Le Pays d'Aix Handball, club emblématique de la région provençale, possède une histoire riche et passionnante, marquée par des moments de gloire, des défis surmontés et une identité forte ancrée dans son territoire. Cet article vous propose de plonger au cœur de cette aventure humaine et sportive, en explorant les différentes facettes qui ont façonné l'histoire du club.

Les Débuts et l'Ascension

Le club d'Aix-en-Provence fête son 70e anniversaire cette année, témoignant d'une longue histoire et d'un rôle d'identification important pour les habitants, notamment les jeunes qui peuvent grandir au club et s'identifier à lui.

Dans le passé, Nikola Karabatic a marqué d’une trace indélébile l’histoire du handball. Visage emblématique de la génération des Experts, l’ancien meilleur joueur du monde évoque sa demi-saison en 2013 au Provence Aix Université Club Handball, quand le Pauc, tout juste promu, luttait pour le maintien en première division.

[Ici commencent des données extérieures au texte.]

PR #3236, opened 2022-01-11
Suggesting fix for data race

primalcs:
I suppose that the data race with legacy tx could appear because of overwriting the pointer value (which is the field of a tx structure) during runtime (v *uint256.Int).

### DIFF
--- a/core/types/transaction_signing.go
+++ b/core/types/transaction_signing.go
@@ -344,6 +344,6 @@ func DeriveChainId(v *uint256.Int) *uint256.Int {
 		}
 		return new(uint256.Int).SetUint64((v - 35) / 2)
 	}
-	v = new(uint256.Int).Sub(v, u256.Num35)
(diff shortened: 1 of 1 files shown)


primalcs:
I suppose the situation is similar to this `
package main

import (
	"fmt"
	"sync"
)

type A struct {
	B int
}

func main() {
	a := A{
		B: 123,
	}
	wg := &sync.WaitGroup{}
	wg.Add(1)
	go func() {
		defer wg.Done()
		defer chng(&a.B)
	}()
	a.B = 15
	wg.Wait()

	fmt.Printf("%v", a)
}

func chng(val *int) {
	*val = 13
}
`

AskAlexSharov:
this is not data race because all uint256 methods are immutable - they redeclare variable `v` here, not mutate it. But anyway re-declare variable - it's bad smell. Thank you.

PR #3269, opened 2022-01-15
Increase max map of chain data to 6Tb

AlexeyAkhunov:


AlexeyAkhunov:
@dmitry123 I am bringing this back

PR #3273, opened 2022-01-16
Transaction is nil

enriavil1:
I get the following error because the decoded transaction is nil, so I added an if statement to check if it is nil then we return an appropriate error according to the transaction

'method=eth_getTransactionByHash reqid=3 t=26.154302ms err="rpc error: code = Internal desc = grpc: error while marshaling: proto: Marshal called with nil"'


AskAlexSharov (changes requested):
Unfortunately this change not compatible with Geth: 
https://github.com/ethereum/go-ethereum/blob/master/internal/ethapi/api.go#L1589

please return nil when tx not found

AskAlexSharov (approved):

PR #3275, opened 2022-01-17
Update PriceBump, change tx replacement logic, update test

AlexeyAkhunov:


AlexeyAkhunov:
Closing as no-op because the change is already in devel

PR #3316, opened 2022-01-21
Fetch nonce from DB

Cript:


cmd/starknet/services/raw_tx_generator.go
```diff
@@ -70,3 +91,25 @@ func (g RawTxGenerator) CreateFromFS(fileSystem fs.FS, contractFileName string,
...
+	return crypto.PubkeyToAddress(*publicKeyECDSA), nil
+}
+
+func getNonce(ctx context.Context, db kv.RoDB, address common.Address) (uint64, error) {
+	var nonce uint64 = 0
+
+	tx, err := db.BeginRo(ctx)
+	if err != nil {
+		return nonce, fmt.Errorf("cannot open tx: %w", err)
+	}
```
AskAlexSharov, line 107: defer rollback

cmd/starknet/services/raw_tx_generator.go
```diff
@@ -70,3 +91,25 @@ func (g RawTxGenerator) CreateFromFS(fileSystem fs.FS, contractFileName string,
...
+	blockNumber, err := stages.GetStageProgress(tx, stages.Execution)
+	reader := adapter.NewStateReader(tx, blockNumber)
+	acc, err := reader.ReadAccountData(address)
+	if acc == nil || err != nil {
```
AskAlexSharov, line 111: better use standard go's 
```
if err != nil {
   return err
}
```
custom logic easy to make wrong - for example here you returned nil (lost error)

AlexeyAkhunov (approved):

AskAlexSharov (approved):

PR #3319, opened 2022-01-21
Enabled proposer by default

enriavil1:
This pull request changes the --proposer flag to be on by default and adds a flag to disable proposing


yperbasis (changes requested):
Looks good to me, but let's not call
```
ethBackendRPC.StartProposer()
```
if `chainConfig.TerminalTotalDifficulty` is `nil`
(Otherwise for chains without TTD there'll be by default a wasteful proposer goroutine that does nothing.)

yperbasis (approved):

Giulio2002 (approved):

PR #3370, opened 2022-01-29
fixed watchTheBurn output format

Giulio2002:


AlexeyAkhunov:
Doesn't it first need to go to `devel` ?

AlexeyAkhunov (approved):

PR #4057, opened 2022-05-03
Draft PR for the devnet automation

leonardchinonso:


turbo/app/init.go
```diff
@@ -34,6 +35,7 @@ It expects the genesis file as argument.`,
 func initGenesis(ctx *cli.Context) error {
 	// Make sure we have a valid genesis JSON
 	genesisPath := ctx.Args().First()
+	fmt.Println(genesisPath)
```
AlexeyAkhunov, line 38: Do you still need this?

leonardchinonso: Oh no, can't even remember adding that

PR #4076, opened 2022-05-04
CI: run integration tests on Windows

battlmonstr:


.github/workflows/test-integration.yml
```diff
@@ -20,14 +21,21 @@ jobs:
...
         with:
           path: ~/go/pkg/mod
           key: ${{ matrix.os }}-go-${{ hashFiles('**/go.sum') }}
-      - run: make test-integration
+
+      - name: test-integration on Unix
+        if: runner.os != 'Windows'
+        run: make test-integration
+      - name: test-integration on Windows
+        if: runner.os == 'Windows'
```
AskAlexSharov, line 40: maybe easier to create dedicated .yml file for win - because `if` in every line (but overall .yml looks simple enough).

battlmonstr:
@AndreaLanfranchi do people use this wmake standalone?

AndreaLanfranchi:
Yes on windows

battlmonstr:
@AndreaLanfranchi 👌 I'm gonna fix with `go.exe version`. Need to unpack my WIndows skillz. :)

AndreaLanfranchi:
If you want to keep current structure the easy way is this :

```
$GoCommand = Get-Command go.exe
if (!($?)) {
    Write-Host @"
    
 Error !
 Could not get the GO binary executable. Ensure GO language
 is properly installed AND its directory is properly inserted into 
 your PATH environment variable.

"@
    exit 1
} else {
    $GoVersion = & $GoCommand version
    $GoVersionValues = [regex]::Match($GoVersion, '(\d+)\.(\d+)\.(\d+)')
    if(!$GoVersionValues.Success) {
        Write-Host @"

Error !
Could not determine Go version
"@
           exit 1        
    }
    Write-Host " Found $($GoVersion)"
    $GoVersionMajor = [int]$GoVersionValues.Captures.groups[1]
    $GoVersionMinor = [int]$GoVersionValues.Captures.groups[2]
    $GoVersionValid = (($GoVersionMajor -eq 1 -and $GoVersionMinor -ge 16) -or ($GoVersionMajor -gt 1))
    if (!$GoVersionValid) {
        Write-Host @"

Error !
Insufficient Go version
Expected : 1.16 (or higher)

"@
           exit 1        

    }

}

```

battlmonstr:
@AndreaLanfranchi you are right in general. Yet in this case I believe that this approach is adequate. We do the same in the Makefile. It is a much simpler one-liner than a proper regex parsing and proper semver string comparisons. 

Maybe in 5 years they release go v2 or change the format of this output string, and you'll be like "I told you so", and I'll be sprinkling ashes on my head. Bun until this day it will do thousands of successful builds, and people who maintain these files will be grateful for simplicity. I believe this is in line with the Go philosophy.

If you can't sleep with this logic, feel free to change it. I just want to make it work, because it was broken on CI for a long time (nobody noticed it, because the line was not fatal, but the wmake script was actually failing on CI all the time).

battlmonstr:
@AndreaLanfranchi , yeah, I'm sorry for that. I missed your snippet. I was a bit too fast to boot my Windows and roll my windows sleeves. Otherwise I'd use it.

About go 1.9, - good point. I need to fix this. I've checked that even `"9" -ge "18"` yields true, so it is doing lexicographical compare, not number compare.

battlmonstr:
@AndreaLanfranchi , are you on Windows? Do you know why running wmake is needed before make test?

AndreaLanfranchi:
Besides if you don't `wmake` first then no object is created so tests can run

PR #4113, opened 2022-05-10
tracers: replace duktape with goja

battlmonstr:
Reasons:
* duktape is not maintained
* on macOS it produces a warning: unused function '_duk_debugger_attach'
  (this slows down incremental builds and pollutes the test logs)

Why goja?
Geth has migrated some parts to goja (console and clef signer tool),
although not migrated tracers yet.

* fix isPrecompiled() native function
* recursion limit test is obsolete

### DIFF
--- a/eth/tracers/jsvm.go
+++ b/eth/tracers/jsvm.go
@@ -1,0 +1,238 @@
+package tracers
+
+import (
+	"github.com/dop251/goja"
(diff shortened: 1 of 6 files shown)


AskAlexSharov:
yes, would be nice to get last tracers from Geth.

PR #4138, opened 2022-05-12
CI: windows-2022

battlmonstr:
Use matrix.os in cache keys to not share caches between OS versions:
- runner.os = Windows
- matrix.os = windows-2022


battlmonstr:
The build got slower. Probably need to separate the cache by OS version.

PR #4139, opened 2022-05-12
eth: protocols/eth package cleanup

battlmonstr:
eth.Peer is a geth legacy, which was replaced by sentry.
Some parts of the eth package are used in the sentry implementation.


battlmonstr:
I'm gonna rework handshake_test in a follow-up PR.

PR #4147, opened 2022-05-14
No hack skip cycle

enriavil1:
It changes when the stage loop runs. Now stage loop will run only whenever we are on the initial cycle or have headers inside of header downloader

### DIFF
--- a/eth/backend.go
+++ b/eth/backend.go
@@ -808,9 +808,16 @@ func (s *Ethereum) Start() error {
 		}(i)
 	}
 	time.Sleep(10 * time.Millisecond) // just to reduce logs order confusion
-
-	go stages2.StageLoop(s.sentryCtx, s.chainDB, s.stagedSync, s.sentriesClient.Hd, s.notifications, s.sentriesClient.UpdateHead, s.waitForStageLoopStop, s.config.SyncLoopThrottle)
-
+	go func() {
+		stop := false
+		retry := false
+		for !stop {
+			if s.initialCycle || !s.sentriesClient.Hd.IsLinkQueueEmpty() || retry {
+				retry, stop = stages2.StageLoop(s.sentryCtx, s.chainDB, s.stagedSync, s.sentriesClient.Hd, s.notifications, s.sentriesClient.UpdateHead, s.waitForStageLoopStop, s.config.SyncLoopThrottle, s.initialCycle)
+			}
+			s.initialCycle = false
+		}
+	}()
 	return nil
 }
 
--- a/eth/backend.go
+++ b/eth/backend.go
@@ -139,8 +139,6 @@ type Ethereum struct {
 	notifyMiningAboutNewTxs chan struct{}
 
 	downloader *downloader.Downloader
-
-	initialCycle bool
 }
 
 // New creates a new Ethereum object (including the
@@ -215,7 +213,6 @@ func New(stack *node.Node, config *ethconfig.Config, txpoolCfg txpool2.Config, l
 			Accumulator:          shards.NewAccumulator(chainConfig),
 			StateChangesConsumer: kvRPC,
 		},
-		initialCycle: true,
 	}
 	backend.gasPrice, _ = uint256.FromBig(config.Miner.GasPrice)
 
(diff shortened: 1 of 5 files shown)


eth/backend.go
```diff
@@ -808,9 +808,16 @@ func (s *Ethereum) Start() error {
 		}(i)
 	}
 	time.Sleep(10 * time.Millisecond) // just to reduce logs order confusion
-
-	go stages2.StageLoop(s.sentryCtx, s.chainDB, s.stagedSync, s.sentriesClient.Hd, s.notifications, s.sentriesClient.UpdateHead, s.waitForStageLoopStop, s.config.SyncLoopThrottle)
-
+	go func() {
```
leonardchinonso, line 808: Is this where the wait for sync start is done if it fails?

enriavil1: The error for retry is inside of the stage loop function.

turbo/stages/stageloop.go
```diff
@@ -40,70 +40,68 @@ func StageLoop(
 	updateHead func(ctx context.Context, head uint64, hash common.Hash, td *uint256.Int),
 	waitForDone chan struct{},
 	loopMinTime time.Duration,
-) {
+	initialCycle bool,
+) (bool, bool) {
 	defer close(waitForDone)
-	initialCycle := true
 
-	for {
```
AlexeyAkhunov, line 47: `for` is removed, so it is not a "Loop" anymore?

AlexeyAkhunov: Oh, I see, you moved the loop out of this function

AlexeyAkhunov: Can you please modify the loop here instead of taking it out of the function? You have `hd` pointer passed here, so you can call `IsLinkQueueEmpty()` here too

eth/backend.go
```diff
@@ -651,16 +654,10 @@ func (s *Ethereum) StartMining(ctx context.Context, db kv.RwDB, mining *stagedsy
...
 		go func() {
-			skipCycleEvery := time.NewTicker(4 * time.Second)
-			defer skipCycleEvery.Stop()
-			for range skipCycleEvery.C {
-				select {
-				case s.sentriesClient.Hd.SkipCycleHack <- struct{}{}:
-				default:
-				}
-			}
+			time.Sleep(6 * time.Second)
```
AlexeyAkhunov, line 659: Why is loop replaced by firing it off once?

enriavil1: I do it so after 6 seconds we skip the cycle in initial sync, since linkQueue is empty on initial sync I let it download some blocks for initial sync and if we dont have any blocks to process after 6 seconds I just skip the cycle

turbo/stages/stageloop.go
enriavil1: Should I add the loop inside of the function and outside of the function too? I am added the loop outside to keep checking wether or not we run `stageLoop` constantly.

turbo/stages/stageloop.go
```diff
@@ -81,18 +81,16 @@ func StageLoop(
...
 			}
-
+			*initialCycle = false
+			hd.EnableRequestChaining()
 			log.Error("Staged Sync", "err", err)
 			if recoveryErr := hd.RecoverFromDb(db); recoveryErr != nil {
 				log.Error("Failed to recover header sentriesClient", "err", recoveryErr)
 			}
 			time.Sleep(500 * time.Millisecond) // just to avoid too much similar errors in logs
-			continue
```
AlexeyAkhunov, line 90: Perhaps this `continue` should have been preserved

eth/backend.go
```diff
@@ -651,16 +654,10 @@ func (s *Ethereum) StartMining(ctx context.Context, db kv.RwDB, mining *stagedsy
 		})
 	}
 
-	if s.chainConfig.ChainID.Uint64() > 10 {
+	if s.chainConfig.ChainID.Uint64() > 10 && s.initialCycle {
 		go func() {
```
AlexeyAkhunov, line 658: Does this serve any purpose now (and also `Hd.SkipCycleHach` channel) ?

turbo/stages/stageloop.go
```diff
@@ -40,22 +40,22 @@ func StageLoop(
 	updateHead func(ctx context.Context, head uint64, hash common.Hash, td *uint256.Int),
 	waitForDone chan struct{},
 	loopMinTime time.Duration,
+	initialCycle *bool,
```
AlexeyAkhunov, line 43: Since there is no need to use `initialCycle` outside of this function anymore, it can be contained within the function, as before

turbo/stages/headerdownload/header_algos.go
```diff
@@ -610,6 +610,13 @@ func (hd *HeaderDownload) HasLink(linkHash common.Hash) bool {
 	return false
 }
 
+func (hd *HeaderDownload) IsLinkQueueEmpty() bool {
```
AlexeyAkhunov, line 613: Do you still need this function?

eth/stagedsync/stage_headers.go
```diff
@@ -828,6 +828,7 @@ Loop:
 		case <-cfg.hd.DeliveryNotify:
 			log.Trace("headerLoop woken up by the incoming request")
 		case <-cfg.hd.SkipCycleHack:
```
AlexeyAkhunov, line 830: Is this required?

AskAlexSharov:
on private devnets - blocks will never come from p2p - Erigon need to mine them. Means DeliveryNotify will never happen. Means stage_headers will hold RwTx forever and mining will never start. 
Or I miss-understand this PR?

PR #4165, opened 2022-05-16
Fix disabled value for `--prune.*` flags

leonardchinonso:
Changes:
* Proceeded to check if other h, r, t or c flags for 'before' and 'older' are set before returning from the default state of --prune
Concern:
* Does the 'disabled' value for '--prune=' need to be updated if the '--prune.*' flags are set but the '--prune=' flag is not?

### DIFF
--- a/ethdb/prune/storage_mode.go
+++ b/ethdb/prune/storage_mode.go
@@ -199,7 +199,7 @@ func (m Mode) String() string {
 	if !m.Initialised {
 		return "default"
 	}
-	const defaultVal uint64 = 90000
+	const defaultVal uint64 = params.FullImmutabilityThreshold
 	long := ""
 	short := ""
 	if m.History.Enabled() {
--- a/ethdb/prune/storage_mode.go
+++ b/ethdb/prune/storage_mode.go
@@ -6,6 +6,7 @@ import (
 	"fmt"
 	"math"
 	"reflect"
+	"strings"
 
 	"github.com/ledgerwatch/erigon-lib/kv"
 	"github.com/ledgerwatch/erigon/params"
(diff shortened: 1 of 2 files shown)


AskAlexSharov:
general rules:
1. do not allow users to change --prune flags after first node start
2. if user changed cli flags - advise what flags was before (because maybe he doesn't remember)
3. if any --prune* flag is set: means "pruning feature" is enabled. For example: if only `--prune.r.before=500` set, then only Receipts need to be pruned. 
4. `--prune=r` it's just shortcut for `--prune.r.older=90_000`, no special meaning

AskAlexSharov:
You can test next way: 
- create new node with some set of --prune* flags, restart node with another set of flags: Erigon must show error with advise to use flags from first run

AskAlexSharov (changes requested):
Now if set only flag: `--prune.r.before=500`, erigon does show: 
`prune_flags="--prune= --prune.r.before=500"`

Let's do next way (if you don't have better idea):

- If only `--prune.r.before=500` set: show `prune_flags="--prune.r.before=500"`
- if only `--prune=r` set: show `prune_flags="--prune.r.older=90000"`
- if `--prune=r --prune.h.older=1000` set: show `prune_flags="--prune.r.older=90000 --prune.h.older=1000"`

ethdb/prune/storage_mode.go
```diff
@@ -190,40 +199,42 @@ func (m Mode) String() string {
 	if !m.Initialised {
 		return "default"
 	}
+	const defaultVal uint64 = 90000
```
AskAlexSharov, line 202: It FullImmutabilityThreshold

AskAlexSharov (approved):

ethdb/prune/storage_mode.go
leonardchinonso: Okay, thanks

PR #4212, opened 2022-05-19
Makefile: pass docker build arguments

battlmonstr:
Dockerfile requires some --build-arg options.
Fix "docker" target to pass them.
Fix GIT_TAG to reflect the most recent tag related to HEAD, instead of an unrelated most recent tag.
Use it as the image VERSION.

Image tags need to be passed explicitly if needed:

    DOCKER_FLAGS='-t erigon:latest' make docker

### DIFF
--- a/Makefile
+++ b/Makefile
@@ -3,7 +3,7 @@ GOBIN = $(CURDIR)/build/bin
 
 GIT_COMMIT ?= $(shell git rev-list -1 HEAD)
 GIT_BRANCH ?= $(shell git rev-parse --abbrev-ref HEAD)
-GIT_TAG    ?= $(shell git describe --tags `git rev-list --tags="v*" --max-count=1`)
+GIT_TAG    ?= $(shell git describe --tags --dirty)
 
 CGO_CFLAGS := $(shell $(GO) env CGO_CFLAGS) # don't loose default
 CGO_CFLAGS += -DMDBX_FORCE_ASSERTIONS=1 # Enable MDBX's asserts by default in 'devel' branch and disable in 'stable'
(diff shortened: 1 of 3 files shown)


Makefile
```diff
@@ -3,7 +3,7 @@ GOBIN = $(CURDIR)/build/bin
 
 GIT_COMMIT ?= $(shell git rev-list -1 HEAD)
 GIT_BRANCH ?= $(shell git rev-parse --abbrev-ref HEAD)
-GIT_TAG    ?= $(shell git describe --tags `git rev-list --tags="v*" --max-count=1`)
+GIT_TAG    ?= $(shell git describe --tags --dirty)
```
AskAlexSharov, line 6: FYI: mdbx using next snippet: git describe --tags --long --dirty=-dirty "--match=v[0-9]*"

AskAlexSharov: Can you try to fix this one also? https://github.com/ledgerwatch/erigon/issues/3779

AskAlexSharov: ah, now I remember why we using rev-list: because Ubuntu 18.04 has git of version which doesn't support --dirty flag

battlmonstr: Adding a `--match` argument makes sense.

The rev-list usage wasn't correct, because in some cases the resulting GIT_TAG could be totally unrelated to the GIT_COMMIT we are building from. The describe logic is that it takes HEAD (or whatever you pass it), and follows the parent commit chain until it reaches some tag. The output is `<T>-<N>-<S>` where T is the found tag, N is the number of commits between T and HEAD, and S is the HEAD SHA. e.g. `v2021.10.03-1119-g70c3aedf9`. Also the output is simply `T` if N = 0.

PR #4227, opened 2022-05-21
default api list

enriavil1:
Creating default api list so when the --http.api flag includes engine api then it will include eth api by default


Giulio2002:
LGTM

Karabatic explique qu'il est allé à Aix suite à l’affaire des paris truqués qui l’a fait partir de Montpellier. Son petit frère Luka jouait déjà dans cette équipe et il éprouvait une grande envie d’évoluer avec lui en club pour l’accompagner dans sa carrière. Par ailleurs, son agent Bhakti Ong est d’Aix donc il y avait déjà un lien avec le Pauc.

Avant de rejoindre Aix, Karabatic avait l’habitude de jouer la gagne en championnat avec Montpellier et il comptait deux sacres olympiques avec les Bleus. Il a directement pris la mission très à cœur et c’était un véritable challenge de maintenir Aix au plus haut niveau français alors que le club venait de monter en D1. Il trouvait cela hyper excitant de devoir sauver le Pauc de la relégation. Il considère que ne pas descendre avec Aix était un plus grand défi que de jouer le titre avec une équipe comme Montpellier.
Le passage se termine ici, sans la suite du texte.